Nanoscopy in k-space and real space

Single-emitter and Purcell-factor microscopy

Working with single nano-antennas and single quantum emitters directly implies a strong interest in nanoscopy, and nano-manipulation. Questions one immediately ask are for instance: how do you select an excellent emitter on basis of its photophysical properties, how do you position one object relative to the other via chance, lithography, or nanomechanical manipulation, and what are the scattering properties of single objects. A workhorse tool in our group is single molecule fluorescence microscopy. Using state of the art methods, one can nowadays measure the spectrum and lifetime of a single emitter within 10 ms, meaning that one can really follow changes in photophysics in time (missing reference). Superresolution and NSOM techniques can be used for localizing single objects relative to each other. In our work, we focus on applying such techniques to light-matter interaction problems. Examples are measuring Purcell factors as function of spatial coordinate with superresolution, measuring the intrinsic quantum efficiency of single emitters , and measuring emission properties while you make geometrical changes to a resonant nanostructure.

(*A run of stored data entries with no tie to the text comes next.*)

PR #298, opened 2026-07-19
fix: cast label columns to int64 before majority-vote consolidation

lramir14:
## Summary
Casts source label columns to `int64` in `build_tlmtc_frame()` before majority-vote consolidation. Real annotation exports produce `bool`-typed label columns, and `_consolidate_training_rows()` assigns `int64` majority-vote overrides back into them, which raised `pandas.errors.LossySetitemError` in both directions depending on the duplicate-row path.

## Changes

* Cast the task's label columns to `int64` in `build_tlmtc_frame()`, before `_consolidate_training_rows()` runs.
* No changes to `_consolidate_training_rows()` itself — overrides and source columns now agree in dtype from the start.
* Produces `tlmtc`-compatible `int` `label_*` columns, since `MULTILABEL_SCHEMA` doesn't reliably coerce `bool`.

**Note:** a related bug, `build_tlmtc_frame()` passing all annotation columns to `tlmtc`, where `df_preprocess()`'s `dropna()` drops every row due to legitimately-null non-label columns, is being fixed upstream in `tlmtc` 0.4.2 and is intentionally not included here.

## Testing

* Added a regression test with boolean-dtype labels (`pd.array(..., dtype="boolean")`) across duplicate rows, exercising the majority-vote path that previously raised `LossySetitemError`.
* Full `tests/unit/core/eval/test_transforms.py` suite passes (18/18).

**Status:** Ready for review


src/pragmata/core/eval/transforms.py
```diff
@@ -48,7 +48,12 @@ def build_tlmtc_frame(
     if mode not in {"train", "predict"}:
         raise ValueError(f"Unsupported eval transform mode: {mode!r}.")
 
-    consolidated_frame = _consolidate_training_rows(frame, task=task) if mode == "train" else frame
+    if mode == "train":
+        label_source_columns = LABEL_COLUMNS_BY_TASK[task]
+        frame = frame.astype({column: "int64" for column in label_source_columns})
+        consolidated_frame = _consolidate_training_rows(frame, task=task)
+    else:
+        consolidated_frame = frame
```
saschagobel, line 55: This looks correct but I’d avoid introducing `label_source_columns` and use the mapping directly:

```python
if mode == "train":
    frame = frame.astype(
        {column: "int64" for column in LABEL_COLUMNS_BY_TASK[task]}
    )
    consolidated_frame = _consolidate_training_rows(frame, task=task)
else:
    consolidated_frame = frame
```
This keeps the fix local, avoids a second name similar to the existing `source_label_columns`, and guarantees integer labels before consolidation.

tests/unit/core/eval/test_transforms.py
```diff
@@ -415,3 +415,33 @@ def test_build_tlmtc_frame_rejects_unknown_mode() -> None:
 
     with pytest.raises(ValueError, match="Unsupported eval transform mode"):
         build_tlmtc_frame(frame, task=Task.RETRIEVAL, mode="score")  # type: ignore[arg-type]
+
+
+def test_build_tlmtc_frame_casts_bool_labels_before_majority_consolidation(
```
saschagobel, line 420: Good regression coverage for duplicate consolidation. I’d suggest shortening the docstring to align with the existing module style, using `assert_frame_equal` to check all label values and dtypes together, and adding a small non-duplicate boolean-label test. The latter ensures integer normalization for every training frame, not only when consolidation runs.

saschagobel (approved):
Thanks, this looks good, just two non-blocking suggestions.

src/pragmata/core/eval/transforms.py
lramir14: Thanks for the feedback. Implemented.

tests/unit/core/eval/test_transforms.py
lramir14: implemented. Requesting review.

saschagobel (approved):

K-space radiation patterns –  amplitude, vector and phase:

Resolving angles in microscopy is at least as informative as resolving space. What is the distribution of scattering or of photon emission over angle? In the fields of plasmonics and metamaterials, intuition very often relies on classifying a structure as a dipole, multipole, magnetic moment, as having chiral contributions, or as being a coherent interfering sum of terms. Quantifying this intuition is difficult as one can not actually measure induced multipole moments. Alternatively, one can measure the amplitude, polarization, and phase-properties of the light that a single nano-objecct emits or radiates into each solid angle. In principle this is sufficient information to reconstruct all the near-field properties. We use so-called `Fourier’ microscopy, mapping the angular distribution of light directly on a camera to quantify radiation patterns and polarization. We apply this method to plasmon antennas that beam fluorescence in a specific direction, to plasmon lattice phosphors and lasers, and to antennas that impart chirality, and orbital angular momentum, to emitted light.